Use: in the manufacture of low pressure gas discharge fluorescent lamps. SUMMARY OF THE INVENTION: A tubular flask of optically transparent material is filled with an inert gas and mercury. The first layer of a substance absorbing radiation in the long-wave ultraviolet region of 300-400 nm is deposited on the inner surface of the flask. from a suspension based on titanium dioxide; and a second layer from a phosphor suspension. The latter contains magnesium orthophosphate — strontium activated by tin, and zinc orthosilicate activated by manganese. Strontium halophosphate activated by antimony, yttrium oxide activated by europium were introduced into the phosphor suspension, in the following ratio of components, wt.%: Strontium halophosphate activated by antimony 53-61, magnesium orthophosphate strontium activated by tin 27-34; zinc orthosilicate activated with manganese 3-6, yttrium oxide activated with europium 2-6, strontium chlorophosphate activated with europium 3-9. The specific gravity of the first titanium dioxide-based layer is in the range 0.25-0.50 mg / cm2. 2 tab. 73 C

Description

The invention relates to the electrical industry and can be used in the manufacture of gas discharge low pressure fluorescent lamps.

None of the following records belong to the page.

PR #1830, opened 2026-04-25
Enable semanticdb phase during plugin bootstrapping

thirtyseven:
### Description
Add `phase_semanticdb` to the `scala_library_for_plugin_bootstrapping` phase list so the semanticdb plugin jar is loaded whenever the toolchain enables semanticdb.

Previously, `scala_library_for_plugin_bootstrapping` (used to compile the dep analyzer plugin) skipped `phase_semanticdb`. When a toolchain sets `enable_semanticdb = True` and includes a `-P:semanticdb:...` scalacopt (e.g. `-P:semanticdb:synthetics:on`), the bootstrap compilation received the flag but had no semanticdb plugin loaded — scalac failed with `error: bad option: -P:semanticdb:synthetics:on`.

A regression test that builds `//test/semanticdb:all_lib` with a synthetics-enabled semanticdb toolchain is also added to verify the bootstrap path handles these scalacopts.

### Motivation
When a toolchain sets `enable_semanticdb = True` and passes `-P:semanticdb:...` scalacopts (e.g. `-P:semanticdb:synthetics:on`), the dep analyzer plugin bootstrap compilation failed with `error: bad option: -P:semanticdb:synthetics:on` because `phase_semanticdb` was not included in the bootstrap phase list and the plugin jar was never loaded.

### DIFF
--- a/scala/private/rules/scala_library.bzl
+++ b/scala/private/rules/scala_library.bzl
@@ -163,7 +163,7 @@ def _scala_library_for_plugin_bootstrapping_impl(ctx):
             ("dependency", phase_dependency_library_for_plugin_bootstrapping),
             ("collect_jars", phase_collect_jars_common),
             ("scalacopts", phase_scalacopts),
-            #("semanticdb", phase_semanticdb), noneed for semanticdb in bootstrap
+            ("semanticdb", phase_semanticdb),  # enable semanticdb during bootstrap since user scalacopts may include flags for it
             ("compile", phase_compile_library_for_plugin_bootstrapping),
             ("merge_jars", phase_merge_jars),
             ("runfiles", phase_runfiles_library),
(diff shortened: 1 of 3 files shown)


scala/private/rules/scala_library.bzl
```diff
@@ -163,7 +163,7 @@ def _scala_library_for_plugin_bootstrapping_impl(ctx):
             ("dependency", phase_dependency_library_for_plugin_bootstrapping),
             ("collect_jars", phase_collect_jars_common),
             ("scalacopts", phase_scalacopts),
```
thirtyseven, line 165: An alternate approach could be to disable this phase during bootstrap instead, but I think this has a higher (but still small) risk of breaking existing users

WojciechMazur (approved):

A gas discharge lamp with a single-layer phosphor coating on the inner surface of a flask tube is known, in the production of which a phosphor suspension is prepared using the composition ФЛ Ц-610-3900-4, consisting of a mixture of magnesium or strontium-strontium activated tin , barium titanate phosphate, calcium halophosphate activated

antimony and manganese, zinc orthosilicate, activated with manganese on a water-soluble or organosoluble binder, is coated, dried and the binder is burned out from the phosphor layer 1.

Lamps made by this method have low color rendering index and the presence of radiation in the long-wave ultraviolet region of 300-400 nm, which is about 0.23 watts.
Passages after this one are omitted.